PR #120, opened 2022-04-26
WiX: remove extraneous architecture in search path

compnerd:
Adjust the location of the swift modules to overlap across SDKs.  The
directory form of the swift module can easily overlap and co-exist.  Now
that the driver has learnt to scan the non-architecture dependent location
in addition to the architecture location dependent path, we can unify
the swiftmodule content in the SDK to a simpler layout.  The layout now
is:

~~~
SDKROOT
  `- usr
      `- lib
          `- swift
              `- [platform]
                  +- [module].swiftmodule
                  |   `- [triple].{swiftdoc,swiftmodule,swiftinterface}
                  `- [arch]
                      `- [import library]
~~~

On Windows, it would be preferable to further remove the intermediate
platform as we have that information earlier in the path.

Subsequent work remains to now ensure that the package manager will
similarly allow the XCTest swift modules to collapse.

While in theory it is possible to create a multi-architecture import
library, it is valuable to support user-selectable SDK installation
which requires that the we create the import libraries on the fly for
the selected architectures.  It is more convenient from a distribution
perspective to simply make the content static and as such continue to
use the architect dependent directory for the import library unlike the
swift module.

This is dependent on apple/swift#42419.

### DIFF
--- a/platforms/Windows/sdk-amd64.wxs
+++ b/platforms/Windows/sdk-amd64.wxs
@@ -62,33 +62,33 @@
                           <Directory Id="WindowsSDK_usr_lib_swift_shims" Name="shims">
                           </Directory>
                           <Directory Id="WindowsSDK_usr_lib_swift_windows" Name="windows">
+                            <Directory Id="_Concurrency.swiftmodule" Name="_Concurrency.swiftmodule">
+                            </Directory>
+                            <Directory Id="_Differentiation.swiftmodule" Name="_Differentiation.swiftmodule">
+                            </Directory>
+                            <Directory Id="Distributed.swiftmodule" Name="Distributed.swiftmodule">
+                            </Directory>
+                            <Directory Id="_RegexParser.swiftmodule" Name="_RegexParser.swiftmodule">
+                            </Directory>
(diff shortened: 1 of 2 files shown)


shahmishal (approved):

shahmishal:
@compnerd is this ready to be merged?

compnerd:
Yes, I believe it is; I really wish that we could kick off toolchain builds that we could easily test with the changes.

shahmishal:
You can using the cross PR testing

compnerd:
Hmm, it seems that it still doesn't report the generated installer - is there a way to get that to test?

shahmishal:
> Hmm, it seems that it still doesn't report the generated installer - is there a way to get that to test?

You should be able to download it now. I started a build over the weekend.

compnerd:
Bleh, seems to be missing a change in swift-driver; thanks for setting up the download!

compnerd:
Just verified, this is ready to go.  Thanks for the ping on this @shahmishal!  This is actually going to help make the 5.7 release for Windows even better :)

How to complete this task: An exact copy of all the records is what is needed here.

Answer space:
PR #120, opened 2022-04-26
WiX: remove extraneous architecture in search path

compnerd:
Adjust the location of the swift modules to overlap across SDKs.  The
directory form of the swift module can easily overlap and co-exist.  Now
that the driver has learnt to scan the non-architecture dependent location
in addition to the architecture location dependent path, we can unify
the swiftmodule content in the SDK to a simpler layout.  The layout now
is:

~~~
SDKROOT
  `- usr
      `- lib
          `- swift
              `- [platform]
                  +- [module].swiftmodule
                  |   `- [triple].{swiftdoc,swiftmodule,swiftinterface}
                  `- [arch]
                      `- [import library]
~~~

On Windows, it would be preferable to further remove the intermediate
platform as we have that information earlier in the path.

Subsequent work remains to now ensure that the package manager will
similarly allow the XCTest swift modules to collapse.

While in theory it is possible to create a multi-architecture import
library, it is valuable to support user-selectable SDK installation
which requires that the we create the import libraries on the fly for
the selected architectures.  It is more convenient from a distribution
perspective to simply make the content static and as such continue to
use the architect dependent directory for the import library unlike the
swift module.

This is dependent on apple/swift#42419.

### DIFF
--- a/platforms/Windows/sdk-amd64.wxs
+++ b/platforms/Windows/sdk-amd64.wxs
@@ -62,33 +62,33 @@
                           <Directory Id="WindowsSDK_usr_lib_swift_shims" Name="shims">
                           </Directory>
                           <Directory Id="WindowsSDK_usr_lib_swift_windows" Name="windows">
+                            <Directory Id="_Concurrency.swiftmodule" Name="_Concurrency.swiftmodule">
+                            </Directory>
+                            <Directory Id="_Differentiation.swiftmodule" Name="_Differentiation.swiftmodule">
+                            </Directory>
+                            <Directory Id="Distributed.swiftmodule" Name="Distributed.swiftmodule">
+                            </Directory>
+                            <Directory Id="_RegexParser.swiftmodule" Name="_RegexParser.swiftmodule">
+                            </Directory>
(diff shortened: 1 of 2 files shown)


shahmishal (approved):

shahmishal:
@compnerd is this ready to be merged?

compnerd:
Yes, I believe it is; I really wish that we could kick off toolchain builds that we could easily test with the changes.

shahmishal:
You can using the cross PR testing

compnerd:
Hmm, it seems that it still doesn't report the generated installer - is there a way to get that to test?

shahmishal:
> Hmm, it seems that it still doesn't report the generated installer - is there a way to get that to test?

You should be able to download it now. I started a build over the weekend.

compnerd:
Bleh, seems to be missing a change in swift-driver; thanks for setting up the download!

compnerd:
Just verified, this is ready to go.  Thanks for the ping on this @shahmishal!  This is actually going to help make the 5.7 release for Windows even better :)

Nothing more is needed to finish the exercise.